---- INFORMATION

PR #1269, opened 2026-09-04
perf(e2e): Run specs in parallel workers and overlap CI setup

utkarshcloudinary:
Improves e2e test runtime in CI (no linked issue).

## Approach

- The e2e job took 5.5 to 6.5 min: ~2.5 min for the Playwright run with a single worker, ~2 min for setup run strictly in sequence. This PR makes the analytics specs worker-safe so most of the suite runs in parallel, and overlaps the independent setup steps.
- Per-worker analytics capture log. The mu-plugin reads a `cld_e2e_worker` cookie (browser and REST traffic) or a `CLD_E2E_WORKER` env var (WP-CLI via `docker exec`) and appends to `analytics-capture-<worker>.log`. Unmarked requests keep using the shared log. A cookie rather than `extraHTTPHeaders` because the header is attached cross-origin and forced CORS preflights that third parties (fonts inside the Cloudinary player iframe) rejected.
- New `tests/e2e/fixtures.js` sets both markers per worker; all specs import `test`/`expect` from it.
- `workers: 3`. Specs that mutate site-wide state (`wizard-setup`, `connection-analytics`, `deactivation-analytics`, image and video delivery) are tagged `@serial`. `npm run test:e2e` runs the parallel set, then the serial set with one worker, in the same wp-env.
- `settings-analytics` flips `image_quality` instead of `image_format` so it no longer races `media-analytics` on the same key.
- Admin API calls made with the fake e2e cloud are answered locally with a 401. `Connect::history()` issued seven ~1s real round-trips per dashboard load, which pushed `page=cloudinary` past the navigation timeout.
- `cache-analytics`: create the cache point after the admin page load, and clear the stale parent plus the asset lock before the single-purge test. `activate_parents()` deletes the unconfigured parent and leaves a 10s `_asset_lock` transient that blocks the tracked branch in `rest_purge_all()`.
- CI, e2e job: `wp-env start` runs in the background while browsers install and assets build; Playwright browsers cached by version; `Setup PHP` and a Composer cache added before `npm ci`. Without `Setup PHP` the e2e job's `npm ci` took 2.5 to 4 min on the same runs where every job with it took ~35s.
- CI, unit job: install only `@wordpress/env` (391 packages, ~15s) at the lockfile version into a scratch prefix instead of the full `npm ci`; Composer deps installed directly. The wp-env sources cache is removed: once it actually restored, it carried the previous run's install state, the plugin activation hook did not run, and PHPUnit flagged two tests risky for a missing relationships table.
- Tried and reverted: `npm ci --ignore-scripts` made the install step take 4 to 7 min with npm 10.

CI timings, latest run on this branch vs median of the 5 runs before it:

| step | before | after |
|---|---|---|
| E2E job total | 363s (327 to 391) | 302s |
| `npm ci` | 40s | 39s |
| setup (browsers, build, wp-env) | 127s | 104s |
| `Run E2E tests` | 147s | 119s (parallel 50s + serial 66s) |
| Unit job total | 187s | 121s |

Adding new specs:

- Parallel (default). Import `test`/`expect` from `./fixtures`; nothing else is needed. Use `fakeCloudinaryConnected()`, assert only on `findAnalyticsEvents( events, 'name' )` rather than the total event count, and own the settings keys the spec flips (check `rg "image_settings\[" tests/e2e` before picking one).
- Serial. Tag the describe block and say why in a comment; `npm run test:e2e` runs tagged specs in a second, single-worker pass after the parallel set:

  ```js
  // @serial: writes real credentials to `cloudinary_connect`.
  test.describe( 'Real sync flow', { tag: '@serial' }, () => {
  ```

  Tag it if the spec writes or deletes `cloudinary_connect` (any `ensureCloudinaryConnected()` or `wp cloudinary sync`), deactivates or uninstalls the plugin, or flips a global setting another spec reads without restoring it. Serial specs may still run alongside nothing else, so they are free to assume the plugin is active and connected as they left it.
- Tests within one file always run in order in both modes (`fullyParallel` is off), so per-file `beforeAll`/`afterAll` state is safe.
- Run one phase with `npm run test:e2e:parallel` or `npm run test:e2e:serial`; one file with `npx playwright test --config tests/e2e/playwright.config.js my.spec.js`.

## QA notes

- Compare the E2E job timings on this PR against a recent `develop` run (`gh run view <id> --json jobs`).
- Locally: `npm run env:start && npm run build && npm run test:e2e`. Both phases should pass. `docker exec <tests-cli> ls wp-content/uploads/` should show `analytics-capture-w0.log` through `w2.log`.
- Run `npm run test:e2e` twice in a row to confirm the cache-analytics ordering fix holds across runs.
- Open the video delivery test with `--headed` or check the Playwright trace: no CORS errors for `fonts.gstatic.com` in the console.

### DIFF
--- a/.github/workflows/ci.yml
+++ b/.github/workflows/ci.yml
@@ -83,6 +83,9 @@ jobs:
   unit:
     name: Unit (PHPUnit)
     runs-on: ubuntu-latest
+    env:
+      # Shell-expanded by wp-env; matches the "Cache wp-env sources" path.
+      WP_ENV_HOME: /home/runner/.wp-env
     steps:
       - name: Checkout repository
         uses: actions/checkout@v4
@@ -106,10 +109,14 @@ jobs:
       # `env:start` from re-cloning them on every run. The key covers the
       # wp-env config and version, because a change to either means different
       # sources have to be downloaded.
+      #
+      # WP_ENV_HOME is pinned at the job level because wp-env's default differs
+      # per platform (`~/.wp-env`, or `~/wp-env` on Linux runners that ship
+      # snap), and the unpinned path produced a cache that was never saved.
       - name: Cache wp-env sources
         uses: actions/cache@v4
         with:
-          path: ~/.wp-env
+          path: ${{ env.WP_ENV_HOME }}
           key: ${{ runner.os }}-wp-env-${{ hashFiles('.wp-env.json', 'package-lock.json') }}
           restore-keys: |
             ${{ runner.os }}-wp-env-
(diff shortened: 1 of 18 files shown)


gabrielcld2 (approved):
👍 Thanks for the improvements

--------

**EXERCISE GOAL:**
Could you copy out all the material word for word?

**RESPONSE:**
PR #1269, opened 2026-09-04
perf(e2e): Run specs in parallel workers and overlap CI setup

utkarshcloudinary:
Improves e2e test runtime in CI (no linked issue).

## Approach

- The e2e job took 5.5 to 6.5 min: ~2.5 min for the Playwright run with a single worker, ~2 min for setup run strictly in sequence. This PR makes the analytics specs worker-safe so most of the suite runs in parallel, and overlaps the independent setup steps.
- Per-worker analytics capture log. The mu-plugin reads a `cld_e2e_worker` cookie (browser and REST traffic) or a `CLD_E2E_WORKER` env var (WP-CLI via `docker exec`) and appends to `analytics-capture-<worker>.log`. Unmarked requests keep using the shared log. A cookie rather than `extraHTTPHeaders` because the header is attached cross-origin and forced CORS preflights that third parties (fonts inside the Cloudinary player iframe) rejected.
- New `tests/e2e/fixtures.js` sets both markers per worker; all specs import `test`/`expect` from it.
- `workers: 3`. Specs that mutate site-wide state (`wizard-setup`, `connection-analytics`, `deactivation-analytics`, image and video delivery) are tagged `@serial`. `npm run test:e2e` runs the parallel set, then the serial set with one worker, in the same wp-env.
- `settings-analytics` flips `image_quality` instead of `image_format` so it no longer races `media-analytics` on the same key.
- Admin API calls made with the fake e2e cloud are answered locally with a 401. `Connect::history()` issued seven ~1s real round-trips per dashboard load, which pushed `page=cloudinary` past the navigation timeout.
- `cache-analytics`: create the cache point after the admin page load, and clear the stale parent plus the asset lock before the single-purge test. `activate_parents()` deletes the unconfigured parent and leaves a 10s `_asset_lock` transient that blocks the tracked branch in `rest_purge_all()`.
- CI, e2e job: `wp-env start` runs in the background while browsers install and assets build; Playwright browsers cached by version; `Setup PHP` and a Composer cache added before `npm ci`. Without `Setup PHP` the e2e job's `npm ci` took 2.5 to 4 min on the same runs where every job with it took ~35s.
- CI, unit job: install only `@wordpress/env` (391 packages, ~15s) at the lockfile version into a scratch prefix instead of the full `npm ci`; Composer deps installed directly. The wp-env sources cache is removed: once it actually restored, it carried the previous run's install state, the plugin activation hook did not run, and PHPUnit flagged two tests risky for a missing relationships table.
- Tried and reverted: `npm ci --ignore-scripts` made the install step take 4 to 7 min with npm 10.

CI timings, latest run on this branch vs median of the 5 runs before it:

| step | before | after |
|---|---|---|
| E2E job total | 363s (327 to 391) | 302s |
| `npm ci` | 40s | 39s |
| setup (browsers, build, wp-env) | 127s | 104s |
| `Run E2E tests` | 147s | 119s (parallel 50s + serial 66s) |
| Unit job total | 187s | 121s |

Adding new specs:

- Parallel (default). Import `test`/`expect` from `./fixtures`; nothing else is needed. Use `fakeCloudinaryConnected()`, assert only on `findAnalyticsEvents( events, 'name' )` rather than the total event count, and own the settings keys the spec flips (check `rg "image_settings\[" tests/e2e` before picking one).
- Serial. Tag the describe block and say why in a comment; `npm run test:e2e` runs tagged specs in a second, single-worker pass after the parallel set:

  ```js
  // @serial: writes real credentials to `cloudinary_connect`.
  test.describe( 'Real sync flow', { tag: '@serial' }, () => {
  ```

  Tag it if the spec writes or deletes `cloudinary_connect` (any `ensureCloudinaryConnected()` or `wp cloudinary sync`), deactivates or uninstalls the plugin, or flips a global setting another spec reads without restoring it. Serial specs may still run alongside nothing else, so they are free to assume the plugin is active and connected as they left it.
- Tests within one file always run in order in both modes (`fullyParallel` is off), so per-file `beforeAll`/`afterAll` state is safe.
- Run one phase with `npm run test:e2e:parallel` or `npm run test:e2e:serial`; one file with `npx playwright test --config tests/e2e/playwright.config.js my.spec.js`.

## QA notes

- Compare the E2E job timings on this PR against a recent `develop` run (`gh run view <id> --json jobs`).
- Locally: `npm run env:start && npm run build && npm run test:e2e`. Both phases should pass. `docker exec <tests-cli> ls wp-content/uploads/` should show `analytics-capture-w0.log` through `w2.log`.
- Run `npm run test:e2e` twice in a row to confirm the cache-analytics ordering fix holds across runs.
- Open the video delivery test with `--headed` or check the Playwright trace: no CORS errors for `fonts.gstatic.com` in the console.

### DIFF
--- a/.github/workflows/ci.yml
+++ b/.github/workflows/ci.yml
@@ -83,6 +83,9 @@ jobs:
   unit:
     name: Unit (PHPUnit)
     runs-on: ubuntu-latest
+    env:
+      # Shell-expanded by wp-env; matches the "Cache wp-env sources" path.
+      WP_ENV_HOME: /home/runner/.wp-env
     steps:
       - name: Checkout repository
         uses: actions/checkout@v4
@@ -106,10 +109,14 @@ jobs:
       # `env:start` from re-cloning them on every run. The key covers the
       # wp-env config and version, because a change to either means different
       # sources have to be downloaded.
+      #
+      # WP_ENV_HOME is pinned at the job level because wp-env's default differs
+      # per platform (`~/.wp-env`, or `~/wp-env` on Linux runners that ship
+      # snap), and the unpinned path produced a cache that was never saved.
       - name: Cache wp-env sources
         uses: actions/cache@v4
         with:
-          path: ~/.wp-env
+          path: ${{ env.WP_ENV_HOME }}
           key: ${{ runner.os }}-wp-env-${{ hashFiles('.wp-env.json', 'package-lock.json') }}
           restore-keys: |
             ${{ runner.os }}-wp-env-
(diff shortened: 1 of 18 files shown)


gabrielcld2 (approved):
👍 Thanks for the improvements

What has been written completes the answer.